● WORK TO BE COMPLETED: In the data that follows, determine how many lines contain the word "really", and give only that number.

-------- RECORD EXTRACTS

PR #223, opened 2019-07-11
🐛fix csv sorting

eliascodes:
~~**DO NOT MERGE**~~

Fix bad naming ~~before merging!~~ <- suggestions welcome

Related to #98

### DIFF
--- a/lib/twine-util/misc.ts
+++ b/lib/twine-util/misc.ts
@@ -1,0 +1,9 @@
+import { useWith, unapply, identity, equals, always, compose, cond, juxt, flip, T } from 'ramda'
+
+const equalsAndAlways = useWith(unapply(identity), [equals, always]);
+
+// toggle :: a -> b -> (* -> *)
+export const toggle = compose(
+  cond,
+  juxt([equalsAndAlways, flip(equalsAndAlways), always([T, identity])])
+) as <U> (x: U, y: U) => (z: U) => U;
--- a/dashboard-app/src/features/dashboard/ByActivity/index.tsx
+++ b/dashboard-app/src/features/dashboard/ByActivity/index.tsx
@@ -16,11 +16,10 @@ import { ColoursEnum } from '../../../lib/ui/design_system';
 import Errors from '../components/Errors';
 import useAggregateDataByActivity from './useAggregateDataByActivity';
 import { TabGroup } from '../components/Tabs';
-import { getTitleForDayPicker, toggleOrder } from '../util';
+import { getTitleForDayPicker } from '../util';
 import { useErrors } from '../../../lib/hooks/useErrors';
 import { TitlesCopy } from '../copy/titles';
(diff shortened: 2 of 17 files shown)


lib/twine-util/misc.ts
```diff
@@ -0,0 +1,9 @@
+import { useWith, unapply, identity, equals, always, compose, cond, juxt, flip, T } from 'ramda'
+
+const equalsAndAlways = useWith(unapply(identity), [equals, always]);
+
+// toggle :: a -> b -> (* -> *)
+export const toggle = compose(
```
eliascodes: Don't take this the wrong way, but this feels absurd. Why use 10(!) functions when one will do?
```ts
const toggle = <T>(left: T, right: T) => (x: T) => {
  if (x !== left && x !== right) throw new Error('wut');
  return x === left ? right : left;
}
```
or
```ts
const toggle = <T>(left: T, right: T) => (x: T) => {
  if (x !== left && x !== right) return left;
  return x === left ? right : left;
}
```

astroash: This was taken from ramda cookbook

https://github.com/ramda/ramda/wiki/Cookbook#toggle

eliascodes: I know, but that doesn't make it good lol

astroash: I like that it's composable. We can wrap one of your suggestions in `curry` if you want. Re the two options- It's worth having a discussion on how we want to handle errors in utility functions. I like functions throwing errors, however our other clienside apps are not designed to handle these cases currently.

eliascodes: > We can wrap one of your suggestions in curry if you want

That's fine. It just strikes me as bad engineering to generate more than 10 stack frames just to flip a value.

> It's worth having a discussion on how we want to handle errors in utility functions

I'm happy to default to throwing unless there's a good argument not to. You'd hope we'd be writing application code that can cope with a few thrown errors :)

astroash: > Which is to say, I think it should be the responsibility of application code to make sure everything doesn't fall over if something goes wrong in a util fn.

AFAIK this is not the case in either the visitor app or the volunteer app.

eliascodes: > AFAIK this is not the case in either the visitor app or the volunteer app

Yeah it's tech debt that we can should care of. The dashboard will be a little more robust b/c of Typescript.

astroash: Okay, so my concern is writing util functions in a manor that cannot be used across all of our apps. This involves us remembering which methods can and cannot be used where.

eliascodes: We're off topic from the original comment, let's move this discussion to a separate issue so we can close out this PR

astroash:
Force merging to avoid holding up QA

PR #130, opened 2023-11-18
Generate setter if a table has relationships

stephenafamo:


aebranton:
Do we know when we can expect a release with this included? Seems to be work using existing release and just running the generation using @main since this is in it, but a release would be cool :)

stephenafamo:
A release is definitely due, although, I was hoping to take time out to fix one particular bug regarding multi sided relationships first.

aebranton:
No problem. Might be worth posting info that a workaround for non PK items is to run the generation using @main instead of a release tag for those that need it until a release is ready. 

Thanks for the library, breaking changes a couple times that have required resolving but overall I'm  a fan and use it in several projects

stephenafamo:
Released in `v0.23.0`

PR #153, opened 2024-01-15
Fix mysql alias in insert statement

jacobmolby:
MySQL cannot use aliasing when inserting, as far as I'm aware.

I get this error when running a 
```
models.Users.Insert(ctx,exec,setter)
```

```
 You have an error in your SQL syntax; check the manual that corresponds to your MySQL server version for the right syntax to use near 'AS `users`
```

The generated sql looks something like:
```
INSERT INTO `users` AS `users`  (`id`, `created_at`, `updated_at`)
VALUES ((DEFAULT), (DEFAULT), (DEFAULT))
```
Previously Bob used `t.Name`. It was changed in this commit https://github.com/stephenafamo/bob/commit/5a2c154d851c59b2220487d9c862871c4ed6fe2b

### DIFF
--- a/dialect/mysql/table.go
+++ b/dialect/mysql/table.go
@@ -159,7 +159,7 @@ func (t *Table[T, Tslice, Tset]) InsertMany(ctx context.Context, exec bob.Execut
 	}
 
 	q := Insert(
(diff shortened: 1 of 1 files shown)


stephenafamo:
Thanks for fixing this. I somehow forgot that MySQL does not support this.

PR #156, opened 2024-01-16
Fix missing yaml struct tags

jacobmolby:
Playing around with 0.23.3 I've noticed that it didn't pick up my bobgen config with the new way of registering custom types.

If you have handled this in another branch, feel free to close this.


stephenafamo:
Oh, while you're at it, remove the `json` tags. That is what I wanted to delete, but deleted the wrong tag 🤦🏾 

Thanks for the PR

jacobmolby:
Done

PR #169, opened 2024-01-29
feat(bobgen-sqlite): support jsonb type as json

### LINKED ISSUE #168: JSONB support for SQLite
As of version 3.45.0, SQLite now supports `JSONB`. Thus, the generator should output it as `types.JSON[json.RawMessage]` like it does for `JSON`, instead of the default `string`.

hmnd:
fixes #168

### DIFF
--- a/gen/bobgen-sqlite/driver/sqlite.go
+++ b/gen/bobgen-sqlite/driver/sqlite.go
@@ -541,7 +541,7 @@ func (driver) translateColumnType(c drivers.Column) drivers.Column {
 		c.Type = "bool"
 	case "DATE", "DATETIME":
 		c.Type = "time.Time"
-	case "JSON":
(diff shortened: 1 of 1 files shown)


stephenafamo:
Thank you.

Kindly add a `JSONB` column to the sqlite driver test and make sure the type is set correctly in the golden files which would need to be updated by running the test with the flag `-overwrite-golden`.

Due to SQLite peculiarities, merely sending the JSON bytes to the column would not convert it into the JSONB without calling `jsonb()`.

So maybe not in this PR, but we should find a way for the generated models to always insert/update JSONB columns by wrapping the values in a jsonb function call.  
Or, if we can find a way to transform the bytes already, we can use a custom marshaller when sending the arguments (i.e. in `struct.Value()` method)

PR #184, opened 2024-02-20
config option to disable required rels for use in factories

jacobmolby:
Since we in our project don't use foreign keys, it can sometimes be annoying to work with the factories since they create relationships that hasn't been set.

This is a way to opt out of this behaviour.

It also allows to define relationships that might not always be true (for instance same id column used to reference different tables)

### DIFF
--- a/website/docs/code-generation/configuration.md
+++ b/website/docs/code-generation/configuration.md
@@ -197,6 +197,7 @@ We can manually describe relationships in the configuration:
 relationships:
   users: # The table name
     - name: "custom_videos_relationship" # A unique identifier used to configure aliases
+      no_foreign: true # If true, the factory will not generate the relationship, even if it's not set already.
       sides:
         - from: "users" # Name of the source of the relationship
           to: "videos" # Table name of the other side of the relation
--- a/website/docs/code-generation/configuration.md
+++ b/website/docs/code-generation/configuration.md
@@ -197,7 +197,7 @@ We can manually describe relationships in the configuration:
 relationships:
   users: # The table name
     - name: "custom_videos_relationship" # A unique identifier used to configure aliases
-      never_required: true # If true, the factory will not generate the relationship, even if it's not set already.
+      never_required: true # If true, the relationship would never be assumed to be required. This means that the factory will never auto-generate related objects for it.
       sides:
         - from: "users" # Name of the source of the relationship
           to: "videos" # Table name of the other side of the relation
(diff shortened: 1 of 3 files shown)


stephenafamo:
I don't think this is the correct way to do this.

When this configuration option is set, no relationship will be considered required even if it is based on a foreign key. This will make using the factory a pain.

I think instead, there should be an "identifier" on relationships to note that it is not based on a foreign key, and those should not be considered required (no flag needed)

jacobmolby:
I don't think I quite understand what you want. Do you want it to be configured via factory mod?

With how I made the PR, you have the option of turning it off or keeping it on if you want to preserve the default behavior, which I think is useful for many relationships.

Real foreign keys would be inferred right? So it wouldn't affect that (unless you manually override it in the config, which I don't think should be protected against.)

But again, I probably just don't understand what you wrote.

stephenafamo:
Maybe I'm the one missing something:


> Since we in our project don't use foreign keys, it can sometimes be annoying to work with the factories since they create relationships that hasn't been set.

If I understand correctly, this is possible because you define your relationships in the configuration correct?

If that is true, then my issue is that by having a `no-foreign` config option is too all-or-nothing. Users who mix auto-detected relationships and user-defined relationships would have to pick one of two extremes.

Instead, I want user-defined relationships to be defined and ignored in `relIsRequired`

stephenafamo:
> I don't really understand why you think this is an "all or nothing" approach since it would be defined on a relationship basis:

Oh! I misunderstood where the configuration was 🤦🏾 

I thought it was at the top level, similar to `no_factory`

stephenafamo:
However, I do not think `no_foreign` is an appropriate name, It does not properly convey what the option does.

Perhaps something like `never_required` would be more accurate. What do you think?

jacobmolby:
Yea, that's better :) I'll update the PR.

website/docs/code-generation/configuration.md
```diff
@@ -197,7 +197,7 @@ We can manually describe relationships in the configuration:
 relationships:
   users: # The table name
     - name: "custom_videos_relationship" # A unique identifier used to configure aliases
-      no_foreign: true # If true, the factory will not generate the relationship, even if it's not set already.
+      never_required: true # If true, the factory will not generate the relationship, even if it's not set already.
```
stephenafamo, line 200:
```suggestion
      never_required: true # If true, the relationship would never be assumed to be required. This means that the factory will never auto-generate related objects for it.
```

stephenafamo:
Thank you 🙏🏾

PR #186, opened 2024-02-26
Fixes for window functions

### LINKED ISSUE #185: [psql] Issues with window functions
The `window` argument to `Function.Over` is unused. 
https://github.com/stephenafamo/bob/blob/main/dialect/psql/dialect/function.go#L76

Additionally, `OVER ()` with an empty window definition is a valid statement, at least for PostgreSQL but is currently not possible due to `wr.def.Valid()` 
https://github.com/stephenafamo/bob/blob/main/dialect/psql/dialect/function.go#L122

relvacode:
Fixes #185

### DIFF
--- a/clause/window.go
+++ b/clause/window.go
@@ -23,26 +23,6 @@ type WindowDef struct {
 	Frame
 }
 
-func (wi WindowDef) Valid() bool {
-	if wi.From != "" {
-		return true
-	}
-
-	if len(wi.orderBy) != 0 {
-		return true
-	}
-
-	if len(wi.partitionBy) != 0 {
-		return true
-	}
-
-	if wi.Frame.Defined {
-		return true
-	}
-
-	return false
-}
-
 func (wi *WindowDef) SetFrom(from string) {
 	wi.From = from
 }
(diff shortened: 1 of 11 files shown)


stephenafamo:
Thank you so much for the PR. 

Can you add a test that uses a window function here?  
https://github.com/stephenafamo/bob/blob/main/dialect/psql/select_test.go

Also run `go generate` after to add it to the examples in the documentation.

relvacode:
Added, let me know if anything else needs changing

stephenafamo:
All looking good 👍🏾 

I also remembered by that argument was included, it was to support [this form of window functions `OVER window_name`](https://www.postgresql.org/docs/current/sql-expressions.html#SYNTAX-WINDOW-FUNCTIONS)

Would it be possible to support that with your changes?

stephenafamo:
Also, if `Valid()` is now unnecessary, kindly delete it.

relvacode:
Updated. Looks like `.From()` was already there to specify a named window.

stephenafamo:
Thanks for this PR.

I will later make some additional changes to properly construct `OVER window_name` window functions.

PR #188, opened 2024-03-04
Add support for []byte primary key types to gen

llamux:
Add type check during slice method generation to support []byte primary key type (BINARY in SQL land). Currently, this causes an error because comparison between []byte values is not supported using the equals operator. Using a BINARY(16) for the primary key is common in MySQL, since there is no native uuid type.


llamux:
After looking into it more, I'm doubtful this PR is worth it for the number of schemas affected.

stephenafamo:
Thanks for trying. I really appreciate it.

In this case, I would suggest replacing those columns with a dedicated UUID type using the [replacements configuration](https://bob.stephenafamo.com/docs/code-generation/configuration#replacements).  
This should also make working with it in code easier.

Issue #187, opened 2024-02-29
Code generateion not including the schema name


rkrishnasanka:
So for the following Atlas DDL,

```hcl

schema "core" {
  comment = "standard public schema"
}

table "tasks" {
    schema = schema.core
    comment = "Table for capturing operational data of task queue"

    column "id" {
        type = bigserial
        null = false
    }

    column "status" {
        type = enum.task_status_enum
        null = false
    }

    column "created_at" {
        type = timestamp
        null = false
        default = sql("CURRENT_TIMESTAMP")
    }

    column "completed_at" {
        type = timestamp
        null = true
    }

    column "payload" {
        // TODO- Change this to type = jsonb
        type = text
        null = true
    }

    column "queue_id" {
        type = bigint
        null = false
    }

    primary_key{
        columns = [column.id]
    }

    foreign_key "fk_task_queue_tasks_id" {
      columns = [column.queue_id]
      ref_columns = [table.queues.column.id]
    }
}

```

Bob is generating the following line in golang:

```go
// Tasks contains methods to work with the tasks table
var Tasks = psql.NewTablex[*Task, TaskSlice, *TaskSetter]("", "tasks")
```

it should generate the following line instead:

```go
// Tasks contains methods to work with the tasks table
var Tasks = psql.NewTablex[*Task, TaskSlice, *TaskSetter]("core", "tasks")
```

stephenafamo:
If you have only one schema, it is not included because it assumes that the schema would be included in the search path and the queries would be slightly less verbose.

If you want to force the addition of the schema name, set the `shared_schema` to another value. [see configuration](https://bob.stephenafamo.com/docs/code-generation/atlas#:~:text=shared_schema,first%20schema%20found)

rkrishnasanka:
Got it working @stephenafamo ! I don't think you should put the default value for `shared_schema` to pick the first schema from `schemas`. 

1. Its a non-obvious config problem that is very hard to diagnose when running the queries, half the time I wasn't sure if I configured something wrong or if my migration screwed something up.
2. Without the standard configuration example (full) its really hard to pinpoint this.

PR #189, opened 2024-03-04
Changed the default `shared_schema` options for the psql and atlas drivers

rkrishnasanka:
Updated the shared schema config to not default to the first schema. Verbose is better. Currently only updated the psql and atlas drivers. Related to the conversation in #187

### DIFF
--- a/gen/bobgen-atlas/driver/atlas.go
+++ b/gen/bobgen-atlas/driver/atlas.go
@@ -119,10 +119,6 @@ func (d *driver) Assemble(ctx context.Context) (*DBInfo, error) {
 		return nil, err
 	}
 
-	if d.config.SharedSchema == "" {
-		d.config.SharedSchema = realm.Schemas[0].Name
-	}
-
 	d.loadEnums(realm)
 	dbinfo = &DBInfo{
 		Enums:  d.getEnums(),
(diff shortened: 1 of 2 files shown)


rkrishnasanka:
@stephenafamo let me know if this makes sense. It'll definitely solve my be issue of an assumption that you can easily miss in the config

stephenafamo:
> It'll definitely solve my be issue of an assumption that you can easily miss in the config

I'm hesitant to change this.

Most people would only be working with one schema, and may not appreciate the extra verbosity of including the schema name when they are only working with one schema.

And while I understand that they could manually set the shared schema to get the same behaviour back, I prefer to have the "default behaviour" be as seamless as possible.

If the issue is that is is unclear what shared schema is being used, wouldn't it be more beneficial to add a log statement to make the user aware of this?

What do you think?

rkrishnasanka:
Well I guess its a reasonable alternative. I'm personally a fan of explicit specifications rather than navigating default behavior, but I understand where you might be coming from. However, you should give it some thought, having explicit verbose configs are the easiest ways of learning how processes work. 

For all the people who try to deploy the tool for anything beyond the basic usage, not having explicit complete configurations is a pain to deal with. For me, it changed what I could have done in 1 hour to stretch over a week as I was trying to figure out why things weren't working.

----------------

● ANSWER FOR THE TASK: 3